The song evokes a bourrée folk song as a young man gives voice to his love.

=== Le Sentier sombre ===
« Il est un sentier sombre au fond de nos vallées » ("There's a shady path down in the valley") (1862) – anon

A country lad recalls his first love.

=== Lied ===
« Avec ces traits harmonieux » ("with these harmonious features") (1862) – words by Théodore de Banville ('Inviolata' from Améthystes, 1862)

Another love song, where the performers are instructed to sing "con passione".

=== Chants d'oiseaux ===
« Quand nous chantons nos amours » (Bird songs :"When we sing about our love") (1862) – words by Victor de Laprade (in the Livre troisième of Rose Mystica from Idylles héroïques, 1855)

Johnson regards it as "one of Chabrier's earliest masterpieces – a perfect example of his musical conjuring". Predating the barnyard songs, in this second Laprade setting, a bird in a tree comments on the vicissitudes of human love.

=== Sérénade ===
« La plus charmante femme » ("The most charming woman") (1862) – words by the painter, sculptor and poet Auguste de Châtillon (from À la Grand'Pinte, 1860)

A man sings of his obsessive love.

=== Adieux à Suzon ===
words by Alfred de Musset (1862; later set by Bizet in 1866)

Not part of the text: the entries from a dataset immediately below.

PR #887, opened 2019-09-16
improved documentation of ddi-rootcontroller resource's links list

singrob:


hawkbit-rest/hawkbit-rest-docs/src/test/java/org/eclipse/hawkbit/rest/ddi/documentation/DdiApiModelProperties.java
```diff
@@ -108,7 +108,7 @@
 
     static final String FILENAME = "file name of artifact";
 
-    static final String TARGET_CONFIG_DATA = "configuration data as key/value list";
+    static final String TARGET_CONFIG_DATA = "Configuration data as key/value list. Only showed for initial configuration, after UI request or a successful update";
```
stefbehl: I think this is (still) misleading because this link cannot be used to retrieve config data... how about sth like this:
_Link which is provided to the provisioning target or device to push its configuration (aka "controller attributes") to the server. Only shown for the initial configuration, after a successful update action, or if requested explicitly (e.g. via the management UI)._

Issue #786, opened 2019-01-25
Allow to download an artifact from the UI


diegorondini:
Once uploaded, there is now way to download an artifact from the UI.

It would be nice to be able to download the artifact from the UI.

PR #905, opened 2019-10-29
Allow to download an artifact from the UI (#786)

AnbazhakanSubramaniam:
This feature allows to download the artifact from the Artifact details
table

Signed-off-by: usb1cob <Anbazhakan.Subramaniam@in.bosch.com>

### DIFF
--- a/hawkbit-ui/src/main/java/org/eclipse/hawkbit/ui/artifacts/details/ArtifactDetailsLayout.java
+++ b/hawkbit-ui/src/main/java/org/eclipse/hawkbit/ui/artifacts/details/ArtifactDetailsLayout.java
@@ -8,6 +8,13 @@
  */
 package org.eclipse.hawkbit.ui.artifacts.details;
 
+import java.io.File;
+import java.io.FileOutputStream;
+import java.io.IOException;
+import java.io.InputStream;
+import java.nio.channels.Channels;
+import java.nio.channels.FileChannel;
+import java.nio.channels.ReadableByteChannel;
 import java.util.ArrayList;
 import java.util.Collection;
 import java.util.Collections;
@@ -16,8 +23,10 @@ import java.util.List;
 import java.util.Map;
 import java.util.Optional;
 
+import org.eclipse.hawkbit.artifact.repository.model.AbstractDbArtifact;
 import org.eclipse.hawkbit.repository.ArtifactManagement;
 import org.eclipse.hawkbit.repository.SoftwareModuleManagement;
+import org.eclipse.hawkbit.repository.model.Artifact;
 import org.eclipse.hawkbit.repository.model.SoftwareModule;
 import org.eclipse.hawkbit.ui.artifacts.event.ArtifactDetailsEvent;
 import org.eclipse.hawkbit.ui.artifacts.event.SoftwareModuleEvent;
@@ -109,7 +118,7 @@ public class ArtifactDetailsLayout extends VerticalLayout {
 
     /**
      * Constructor for ArtifactDetailsLayout
-     * 
+     *
      * @param i18n
      *            VaadinMessageSource
      * @param eventBus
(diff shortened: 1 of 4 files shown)


schabdo:
@hawkbit-bot verify please

schabdo:
Thanks a lot for your contribution! We'll look into this and provide feedback. This will fix #786

hawkbit-ui/src/main/java/org/eclipse/hawkbit/ui/artifacts/details/ArtifactDetailsLayout.java
```diff
@@ -264,19 +273,87 @@ private void addGeneratedColumnButton(final Table table) {
...
+                                String fileDownloadLoc = home + "\\Downloads\\" + artifact.get().getFilename();
+                                File outputFile = new File(fileDownloadLoc);
+                                InputStream inputStream = file.get().getFileInputStream();
+                                readChannel = Channels.newChannel(inputStream);
+                                fileOutputStream = new FileOutputStream(outputFile);
+                                writeChannel = fileOutputStream.getChannel();
+                                writeChannel.transferFrom(readChannel, 0, Long.MAX_VALUE);
+                                uINotification.displaySuccess(
+                                        i18n.getMessage("message.artifact.downloaded", fileDownloadLoc));
+                            } catch (Exception e) {
```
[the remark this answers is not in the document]
AnbazhakanSubramaniam: Both the review points are handled , Please re-review

hawkbit-ui/src/main/java/org/eclipse/hawkbit/ui/artifacts/details/ArtifactDetailsLayout.java
```diff
@@ -264,19 +273,87 @@ private void addGeneratedColumnButton(final Table table) {
...
+                    if (yes) {
+                        Optional<Artifact> artifact = this.artifactManagement.get(id);
+
+                        Optional<AbstractDbArtifact> file = artifactManagement
+                                .loadArtifactBinary(artifact.get().getSha1Hash());
+                        if (file.isPresent()) {
+                            FileChannel writeChannel = null;
+                            ReadableByteChannel readChannel = null;
+                            FileOutputStream fileOutputStream = null;
+                            try {
```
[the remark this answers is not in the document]
AnbazhakanSubramaniam: "try" has been replaced with "try-with-resources"

hawkbit-ui/src/main/java/org/eclipse/hawkbit/ui/artifacts/details/ArtifactDetailsLayout.java
```diff
@@ -264,19 +273,87 @@ private void addGeneratedColumnButton(final Table table) {
...
+                                        .displayValidationError(i18n.getMessage("message.artifact.downloaded.failure"));
+                            } finally {
+                                try {
+                                    if (writeChannel != null) {
+                                        writeChannel.close();
+                                    }
+                                    if (readChannel != null) {
+                                        readChannel.close();
+                                    }
+                                } catch (IOException e) {
```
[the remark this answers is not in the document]
AnbazhakanSubramaniam: Review point is handled

hawkbit-ui/src/main/java/org/eclipse/hawkbit/ui/artifacts/details/ArtifactDetailsLayout.java
```diff
@@ -264,19 +273,87 @@ private void addGeneratedColumnButton(final Table table) {
...
+        downloadIcon.addClickListener(event -> downloadArtifact((Long) itemId, fileName));
+        return downloadIcon;
+    }
 
+    private void downloadArtifact(final Long id, final String fileName) {
+        final ConfirmationDialog confirmDialog = new ConfirmationDialog(
+                i18n.getMessage("caption.download.artifact.confirmbox"),
+                i18n.getMessage("message.download.artifact", fileName),
+                i18n.getMessage(UIMessageIdProvider.BUTTON_YES),
+                i18n.getMessage(UIMessageIdProvider.BUTTON_NO), yes -> {
```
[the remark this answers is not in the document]
AnbazhakanSubramaniam: The method "downloadArtifact" has been refactored.

hawkbit-ui/src/main/java/org/eclipse/hawkbit/ui/artifacts/details/ArtifactDetailsLayout.java
```diff
@@ -264,19 +276,77 @@ private void addGeneratedColumnButton(final Table table) {
...
+                } catch (IOException e) {
+                    uINotification.displayValidationError(i18n.getMessage("message.artifact.download.failure"));
+                    LOG.error("Artifact reading during download caused an exception", e);
+                }
+            }
+        }
+    }
 
+    private void writeToOutputFile(String fileName, ReadableByteChannel readChannel) {
+        String fileDownloadLoc = System.getProperty("user.home") + "\\Downloads\\" + fileName;
```
laverman:
```suggestion
        final String fileDownloadLoc = System.getProperty("user.home") + File.separator + "Downloads" + File.separator + fileName;
```
The backslash as file separator will not work on unix systems.

laverman:
Hi @AnbazhakanSubramaniam , thanks for this contribution! 🙂 I just tried it out 👍  

One remark about the action flow: As a user, I would expect, that I can select to which directory the file is downloaded (analog to the upload). Would you mind extending the PR in this respect? 

There should be a Vaadin 7 functionality for file downloading available, which you could use for that. 

That would be great! 🙂

AnbazhakanSubramaniam:
Hi **@laverman** , Thanks for the review and the feedback! 🙂

I just tried using Vaadin 7 file downloading feature (FileDownloader) and found that it doesn't support "File / Location Chooser" option unlike FileUpload 😕, instead it downloads to the default "download" folder as its in my previous implementation.
The reason behind this behavior is due to the restriction of local file system access from the browsers.

Would you provide your comments on this?

bogdan-bondar:
Hi @AnbazhakanSubramaniam !

I would still suggest using the `FileDownloader` with `StreamResource` and `ErrorHandler`, so that vaadin is responsible for handling the communication with the client (browser). One of the benefits of using this approach is saving the file to the browser-configured download path (that could not be always "Download" folder, in fact on some machines this folder could be just not present). 

The second benefit is MIME-type resolution based on the file name, that could be manually overriden if needed by the `StreamResource`. 

Looking forward to your feedback on these points!

AnbazhakanSubramaniam:
Hi **@bogdan-bondar** , thanks for the feedback. Yes, i would also prefer the vaadin way of downloading (browser-configured download path). instead of letting the browser to access the file system in client machine.

**@laverman** Please provide your feedback on this to proceed further

laverman:
Hi @AnbazhakanSubramaniam - I'd agree 👍 It would be great to adapt the PR in this respect.
Thanks.

AnbazhakanSubramaniam:
Hi @laverman - Thanks for the feedback, the changes have been adapted.

hawkbit-ui/src/main/java/org/eclipse/hawkbit/ui/artifacts/details/ArtifactDetailsLayout.java
```diff
@@ -264,19 +269,59 @@ private void addGeneratedColumnButton(final Table table) {
...
+
+    private Button getArtifactDownloadButton(final Table table, final Object itemId) {
+        final String fileName = (String) table.getContainerDataSource().getItem(itemId)
+                .getItemProperty(PROVIDED_FILE_NAME).getValue();
+        final Button downloadIcon = SPUIComponentProvider.getButton(
+                fileName + "-" + UIComponentIdProvider.ARTIFACT_FILE_DOWNLOAD_ICON, "",
+                i18n.getMessage(UIMessageIdProvider.ARTIFACT_DOWNLOAD), ValoTheme.BUTTON_TINY + " " + "blueicon", 
+                true, FontAwesome.DOWNLOAD, SPUIButtonStyleNoBorder.class);
+        downloadIcon.setData(itemId);
+        FileDownloader fileDownloader = new FileDownloader(createStreamResource((Long) itemId));
```
bogdan-bondar: could you please still use the confirmation dialog here rather than extending the download icon directly, so you could use previously defined ids and messages

hawkbit-ui/src/main/java/org/eclipse/hawkbit/ui/artifacts/details/ArtifactDetailsLayout.java
```diff
@@ -264,19 +269,59 @@ private void addGeneratedColumnButton(final Table table) {
...
+        fileDownloader.extend(downloadIcon);
```
bogdan-bondar: Additionally could you set the error handler for FileDownloader to notify user in case of failed streaming

hawkbit-ui/src/main/java/org/eclipse/hawkbit/ui/artifacts/details/ArtifactDetailsLayout.java
AnbazhakanSubramaniam: Hi @bogdan-bondar - unfortunately, there are no direct ways to bring a customized confirmation dialog along with filedownloader. Please correct me if my understanding is wrong. Anyway, the browser shows a confirmation dialog to open / save the file.

Suggested solution is as below,
	Create an 'invisiblebutton' and extend with filedownloader
	Add an action listener to the download button and invoke 'invisiblebutton.click()' on button event.

So, Shall i proceed with above recommendation? or can we stick to the default confirmation dialog from the browser? Please suggest.

bogdan-bondar: Ok, let us rely upon the confirmation dialog coming from browser. Still I would suggest adding the error handler for FileDownloader and removing the stale messages from message.properties as well as BUTTON_YES and BUTTON_NO ids

AnbazhakanSubramaniam: Thanks for the confirmation, I have added error handled for file downloader and also removed unused strings from messages.properties.

AnbazhakanSubramaniam:
This PR is no more valid as it is handled by PR #944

A man's vigorous farewell to his love which ends in "renunciation and gentle melancholy" (Johnson). Musicologist Winton Dean describes Bizet's version as a "delightful setting of a half-tender, half-mocking love poem", but Delage considers that Chabrier's setting, with its triple rhythm, sly chromaticism in the bass line, all part of an "allegro risoluto ed appassionato" captures better the mood of the poet.

=== Ah! petit démon ===
(« Ha, little devil ») (1862) – words by Auguste de Châtillon (from À la Grand'Pinte, 1860)

The second Châtillon setting concerns the 'little devil' who comes to steal the singer's grapes at midnight.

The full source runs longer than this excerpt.